Tuesday, 18 May 2010

Discover: Comfrey

Why can't you eat one of the most important plants grown on an organic allotment? Because it is Comfrey which is the backbone of organic gardening, but it is also inedible. Comfrey grows strongly, is easy to use and is oustandingly beneficial to the allotment, but it is not a vegetable. As a strong grower, the Comfrey roots grow deep into the soil and transfer all the nutrients and goodness into their leaves. This means that as a fertilizer it can outmatch most commercially available fertilizers in its usefulness to the allotment holder, and which is why it is so important for organic growing.
  • Comfrey is a deep-rooted plant and will not do particularly well on shallow soil.
  • Prefers a fertile soil, as do most plants, but is a hardy perrenial and will propogate year after year if situated well.
  • Position in a sunny spot, although full sun is not essential.
  • Growing comfrey in your garden should be planned well, as it will grow bigger every year.
  • One of the major practical uses for the average gardener is growing comfrey as a green manure. 
  • You can simply lay the harvested leaves on the ground around your vegetables to mulch or you can go all out and make your very own organic feed.
  • An old gardener on our allotment site has been using this fertilizing method for many years and has had great results. 
  • If you want to grow some quickly, buy some mature plants, you can propagate in the Autumn by removing the offsets from the original plant and planting spacing about 3 ft apart. 
  • Plant root cuttings 2-4 inches deep depending on the size of the cutting, laying the root cutting flat in the dug hole.

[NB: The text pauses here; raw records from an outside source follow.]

PR #2552, opened 2020-06-25
[DEV-5291] Disaster/Emergency Spending by Federal Account

tony-sappe:
**Description:**
New endpoints:

- api/v2/disaster/federal_account/spending/
- api/v2/disaster/federal_account/loans/

**Technical details:**
Lots going on in this PR... One liberty I took was assuming that obtaining all of the TAS from the DB and performing the rollups, pagination, etc was faster than running multiple DB queries to obtain all of the needed info. Queries are run against File B or File C. Loan queries run on File C but aggregate `face_value_of_loan` which is from File D2.

**Requirements for PR merge:**

1. [x] Unit & integration tests updated
2. [x] API documentation updated
3. [ ] Necessary PR reviewers:
    - [x] Backend
    - [ ] Frontend
    - [ ] Domain Expert
4. [x] Matview impact assessment completed (N/A)
5. [x] Frontend impact assessment completed
6. [x] Data validation completed (N/A)
7. [x] Appropriate Operations ticket(s) created (N/A)
8. [x] Jira Ticket [DEV-5291](https://federal-spending-transparency.atlassian.net/browse/DEV-5291):
    - [x] Link to this Pull-Request
    - [x] Performance evaluation of affected API
    - [x] Before / After data comparison

**Area for explaining above N/A when needed:**
```
```

PR #2553, opened 2020-06-26
Dev 5424 overview endpoint

BrianZito:
**Description:**
Builds out API for Disaster Overview endpoint.

**Technical details:**

**Performance**
Endpoint now takes 14 seconds in sandbox with a cold cache, or <1 second with a warm cache.

2. [x] API documentation updated (N/A, contracts written in separate PR)
    - [x] Backend
8. [x] Jira Ticket [DEV-5424](https://federal-spending-transparency.atlassian.net/browse/DEV-5424):
    - [x] Performance evaluation of affected (API | Script | Download) (N/A, new endpoint)
    - [x] Before / After data comparison (N/A, new endpoint)

```
```


usaspending_api/disaster/v2/urls.py
```diff
@@ -5,8 +5,11 @@
 from usaspending_api.disaster.v2.views.federal_account.count import FederalAccountCountViewSet
 from usaspending_api.disaster.v2.views.object_class.count import ObjectClassCountViewSet
 from usaspending_api.disaster.v2.views.spending import ExperimentalDisasterViewSet
+from usaspending_api.disaster.v2.views.overview import OverviewViewSet
 
 urlpatterns = [
+    url(r"^spending/$", ExperimentalDisasterViewSet.as_view()),
```
tony-sappe, line 11: `spending/` is duplicated

usaspending_api/disaster/v2/views/overview.py
```diff
@@ -0,0 +1,94 @@
+from rest_framework.response import Response
+from usaspending_api.disaster.v2.views.disaster_base import DisasterBase
+from usaspending_api.common.cache_decorator import cache_response
+from usaspending_api.disaster.v2.views.disaster_base import covid_def_code_strings, latest_gtas_of_each_year
+from usaspending_api.awards.models.financial_accounts_by_awards import FinancialAccountsByAwards
+from django.db.models.functions import Coalesce
+from django.db.models import Sum
+
+# Limits the amount of results the spending explorer returns
+SPENDING_EXPLORER_LIMIT = 500
```
tony-sappe, line 10: Doesn't appear used

usaspending_api/disaster/v2/views/disaster_base.py
```diff
@@ -1,12 +1,57 @@
...
+
+def covid_def_codes():
+    return DisasterEmergencyFundCode.objects.filter(group_name=COVID_19_GROUP_NAME)
+
+
+def covid_def_code_strings():
+    return [code["code"] for code in covid_def_codes().values("code")]
+
+
+def latest_gtas_of_each_year():
```
tony-sappe, line 24: Might be a good idea to add some indication in the function name that this returns a Django queryset. Same with `latest_faba_of_each_year()`

usaspending_api/disaster/v2/views/overview.py
```diff
@@ -0,0 +1,91 @@
...
+        )
+
+    def award_outlays(self):
+        return sum(
+            [
+                elem["amount"]
+                for elem in FinancialAccountsByAwards.objects.filter(
+                    disaster_emergency_fund__in=covid_def_code_strings()
+                )
+                .annotate(amount=Coalesce("gross_outlay_amount_by_award_cpe", 0))
```
tony-sappe, line 73: `gross_outlay_amount_by_award_cpe` is a cumulative value for the current fiscal year. Might be required to do something like this https://github.com/fedspendingtransparency/usaspending-api/pull/2552/files#diff-ca0fba873f0e3d9d237772a4877e7d19R129-R171

BrianZito:
Update: with correction to the award outlays, the endpoint is now no longer able to run before timeout. Working on a solution...

BrianZito:
Update: while the endpoint is still slow with cold cache, it is no longer at risk of gateway timeout, so I'll remove the strict "do not merge"

usaspending_api/disaster/v2/views/overview.py
```diff
@@ -0,0 +1,87 @@
...
+            "total_outlays": self.total_outlays(),
+        }
+
+    def award_obligations(self):
+        return (
+            FinancialAccountsByAwards.objects.filter(disaster_emergency_fund__in=covid_def_code_strings())
+            .values("transaction_obligated_amount")
+            .aggregate(total=Sum("transaction_obligated_amount"))["total"]
+            or 0.0
+        )
```
kwhickey, line 68: If it saves on performance, I believe it was deemed acceptable to limit the look-back of this query to FY 2020 P07 and beyond (April 2020 data and beyond). 

This would need to join in the `submission_attributes` table and sift-out file C records from submissions made for any period prior to that.

usaspending_api/disaster/v2/views/overview.py
```diff
@@ -0,0 +1,87 @@
...
+        return (
+            latest_faba_of_each_year_queryset()
+            .annotate(amount=Coalesce("gross_outlay_amount_by_award_cpe", 0))
+            .aggregate(total=Sum("amount"))["total"]
+        ) or 0.0
+
+    def total_obligations(self, funding):
+        return (
+            sum([elem["amount"] for elem in funding])
+            - latest_gtas_of_each_year_queryset().values("unobligated_balance_cpe").first()["unobligated_balance_cpe"]
```
kwhickey: Why `first()`? Does it get the most-recent? The max?

usaspending_api/disaster/v2/views/disaster_base.py
```diff
@@ -1,11 +1,86 @@
...
+            SubmissionAttributes.objects.values("reporting_fiscal_year")
+            .annotate(fiscal_period_max=Max("reporting_fiscal_period"))
+            .values("reporting_fiscal_year", "fiscal_period_max")
+            .filter(
+                reporting_fiscal_year=OuterRef("reporting_fiscal_year"),
+                reporting_fiscal_year__gte=2020,
+                fiscal_period_max=OuterRef("reporting_fiscal_period"),
+            )
+        )
+    ).filter(include=True)
```
kwhickey, line 68: This needs to reference "latest closed period" by way of the `DABSSubmissionWindowSchedule` model/table. That is the official source of what periods were available, and which of them is considered "closed" (by way of the `submission_reveal_date` field).

usaspending_api/disaster/v2/views/disaster_base.py
```diff
@@ -1,11 +1,86 @@
...
+                )
+                .values("fiscal_year", "fiscal_period_max")
+            )
+        )
+        .annotate(fiscal_period_and_year=Concat("fiscal_year", Value("/"), "fiscal_period", output_field=CharField()))
+        .filter(
+            is_highest_period=True,
+            fiscal_period_and_year__in=[
+                f"{elem['submission_fiscal_year']}/{elem['submission_fiscal_month']}"
+                for elem in DABSSubmissionWindowSchedule.objects.filter(is_quarter=False)
```
kwhickey: I'll have to see the SQL on this, but `DABSSubmissionWindowSchedule` was already interrogated above. Not sure if it needs to be brought into this query again.

usaspending_api/disaster/v2/views/disaster_base.py
```diff
@@ -1,11 +1,86 @@
...
+                    disaster_emergency_fund_code__in=covid_def_code_strings(),
+                )
+                .values("fiscal_year", "fiscal_period_max")
+            )
+        )
+        .annotate(fiscal_period_and_year=Concat("fiscal_year", Value("/"), "fiscal_period", output_field=CharField()))
+        .filter(
+            is_highest_period=True,
+            fiscal_period_and_year__in=[
+                f"{elem['submission_fiscal_year']}/{elem['submission_fiscal_month']}"
```
kwhickey: Is this concat the only way to do a multi-col `IN` clause in Django ORM?

usaspending_api/disaster/v2/views/disaster_base.py
```diff
@@ -1,11 +1,86 @@
...
+def latest_gtas_of_each_year_queryset():
+    return (
+        GTASSF133Balances.objects.annotate(
+            is_highest_period=Exists(
+                GTASSF133Balances.objects.values("fiscal_year")
+                .annotate(
+                    fiscal_period_max=Max("fiscal_period"),
+                    include=Exists(
+                        DABSSubmissionWindowSchedule.objects.filter(
+                            is_quarter=False,
```
kwhickey: This is good here to filter on non-quarters, because GTAS data is only monthly.

usaspending_api/disaster/v2/views/disaster_base.py
```diff
@@ -1,11 +1,86 @@
...
+def latest_submission_of_each_year_queryset():
+    return SubmissionAttributes.objects.annotate(
+        include=Exists(
+            SubmissionAttributes.objects.values("reporting_fiscal_year")
+            .annotate(fiscal_period_max=Max("reporting_fiscal_period"))
+            .values("reporting_fiscal_year", "fiscal_period_max")
+            .filter(
+                reporting_fiscal_year=OuterRef("reporting_fiscal_year"),
+                reporting_fiscal_year__gte=2020,
+                fiscal_period_max=OuterRef("reporting_fiscal_period"),
```
kwhickey, line 65: Further, in this case we _do_ need to factor in `DABSSubmissionWindowSchedule.is_quarter` as part of the uniqueness/group that is returned. This is because we need to grab the latest closed month AND latest closed quarter. 

At end of FYs, e.g. end of FY2020 in nov/dec ... that would be:
1. `submission_fiscal_year=2020, submission_fiscal_quarter=4, submission_fiscal_month=12, is_quarter=True`
1. `submission_fiscal_year=2020, submission_fiscal_quarter=4, submission_fiscal_month=12, is_quarter=False`

Which are two different submission windows/periods. 

But Around Aug 5, 2020, before Q3 has closed by after P 7-9 has closed, it should return:
1. `submission_fiscal_year=2020, submission_fiscal_quarter=2, submission_fiscal_month=6, is_quarter=True`
1. `submission_fiscal_year=2020, submission_fiscal_quarter=3, submission_fiscal_month=9, is_quarter=False`

usaspending_api/disaster/v2/views/overview.py
BrianZito: This has been since updated.

usaspending_api/disaster/v2/views/overview.py
tony-sappe: Could use `reporting_period_end` in `FinancialAccountsByAwards` for the early cutoff date

usaspending_api/disaster/v2/views/overview.py
kwhickey: Updated and pushed? I still see `first()` in the code. Not commenting that it's wrong, just wanted to verify. It looks like you're ordering by FY, Q, P (all desc) ... so `first` would be good here.

usaspending_api/disaster/v2/views/disaster_base.py
kwhickey: This is a corner-case btw, and grabbing only the latest submitted _month_ should cover the vast majority of data that we are after. But it is possible that agencies will still submit COVID data in _quarterly_ submissions -- Broker has nothing in place yet to prevent this.

usaspending_api/disaster/v2/views/overview.py
BrianZito: The new code (which appears after reloading the PR, can't speak to what's happening there) still uses first(), but filters for the current year. We could add a check for length just to make sure the previous query isn't returning more than one result per row.

usaspending_api/disaster/v2/views/overview.py
```diff
@@ -73,10 +75,12 @@ def award_outlays(self):
...
-        return (
-            sum([elem["amount"] for elem in funding])
-            - latest_gtas_of_each_year_queryset().values("unobligated_balance_cpe").first()["unobligated_balance_cpe"]
-        )
+        remaining_balance = latest_gtas_of_each_year_queryset().filter(fiscal_year=current_fiscal_year()).first()
+        if remaining_balance:
+            remaining_balance = remaining_balance.unobligated_balance_cpe
+        else:
+            remaining_balance = Decimal("0.0")
+        return sum([elem["amount"] for elem in funding]) - remaining_balance
```
kwhickey, line 83: Is this accurate for how this is calculated? I would have though total obligation was just a sum of obligations, rather than `budget - unobligated balance`.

Water well and let it grow!!
  • Buy the variety called Bocking 14, it is high in nutrients and sterile (you don’t want comfrey popping up all over the place), so Bocking 14 is exclusively propagated from root cuttings.
  • Older plants become less efficient, so every 3—4 years lift and divide the clumps, planting back the only the youngest and these will be more productive. 
  • The leaves appear from April to late October. 
There are several ways in which you can use this plant in the garden:

Chopped up comfrey leaves
  • You can use the first cut of leaves by chopping them up and placing them in a trench with main crop potatoes. 
  • As the leaves are high in potassium, they make a excellent fertilizer. 
  • Allow to wilt after cutting, then layer to a depth of 2.5-5cm (1-2in). 
  • Comfrey can also be used on other plants that benefit from high doses of potassium, like tomatoes and runner beans. 
  • It has also been used to as a top dressing around soft fruit bushes, as they break down gently cultivate them in.
Comfrey concentrate
  • To make concentrate, fill a large plastic container with cut leaves and put a lid on it. 
  • Drill a hole 2cm (¾in) in diameter in the bottom of the container and place it on a stack of bricks.
  • Position a wide-neck bottle under the hole. 
  • After two to three weeks, dark liquid will start to trickle into the bottle.
  • Store the liquid in a cool, dark place. 
  • Use as dilute liquid feed, one part concentrate to 10 parts water, and give at every watering.
  • Typical nutritional value is very weak, about 0.79 per cent N, 0.26 per cent P, 2 per cent K.
  • Transfer the last of the plants leaves in October, together with all their goodness, into your compost heap.